N.B: Una delle più importanti particolarità dell’Ortis è la presenza di due narratori interni, da un lato Jacopo che rappresenta la fiamma passionale della vicenda, dall’altro l’amico Lorenzo che affronta la vicenda con un approccio più razionale. Centrale nell’opera, così come nella vita dell’autore, è il conflitto cuore-ragione che trova sviluppo nel rapporto fra Jacopo e Lorenzo e fra la vita passionale e la morte vista come liberazione delle sofferenze: morte liberatrice. (1) Si evince inoltre l’elemento autobiografico, lui si dipinge fedelmente nell’Ortis: nel romanzo in realtà c’è tutta l’ansia di vita, c’è l’entusiasmo, la fede e la capacità anche di sentire, di assimilare le più disparate situazioni, interpretare i più disparati problemi del tempo che viveva Foscolo. La nota veramente foscoliana del romanzo bisogna individuarla nella ricerca di una superiore armonia tra la passione amorosa del Werther di Goethe e quella politica di Vittorio Alfieri, l'opera risente molto dell'influsso di Vittorio Alfieri, al punto da essere definito "tragedia alfieriana in prosa". Alfieri è un punto di riferimento fondamentale: in particolar modo nella scrittura di Foscolo.
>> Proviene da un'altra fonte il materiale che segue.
PR #1766, opened 2020-02-12
Get the availble metrics from the self rehydrating cache

IvanIvanoff:
#### Summary
Also:
- Improve check for available prices
- Return atoms instead of string errors from the rehydrating cache

[//]: # (#### Related PRs)

[//]: # (#### Screenshots)


lib/sanbase/metric/metric.ex
```diff
@@ -257,17 +257,36 @@ defmodule Sanbase.Metric do
   @spec available_metrics_for_slug(any) ::
           {:ok, list(String.t())} | {:nocache, {:ok, list(String.t())}}
   def available_metrics_for_slug(slug) do
-    cache_key =
```
IvanIvanoff: Cache separately where it's called otherwise the `:nocache` result is lost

Alfieri era un poeta e uno scrittore dai toni sentenziosi, cioè molto lapidari, scriveva in forme estremamente sintetiche e compatte, che contenevano tutto un ragionamento, una riflessione. Questo modo lapidario, molto asciutto lo ritroviamo nella scrittura dell’Ortis. A questo punto se riflettiamo nel romanzo una dimensione quasi bivalente tra l’amore passionale del Werther e l’ideale politico dell’Alfieri, possiamo dire che il suicidio di Jacopo presenta due facce della stessa medaglia: l’una decadente, ovvero l’uomo di fronte alle sofferenze, agli ostacoli che la vita gli pone decide di non farcela e quindi di suicidarsi; l’altra faccia invece è quella eroica, che riprende il valore etico delle passioni, riprende da Catone il motivo eroico del suicidio come atto di ribellione, come conquista di libertà . Questa duplicità dei motivi sono anche il frutto dei tempi in cui l’opera fu ideata e composta.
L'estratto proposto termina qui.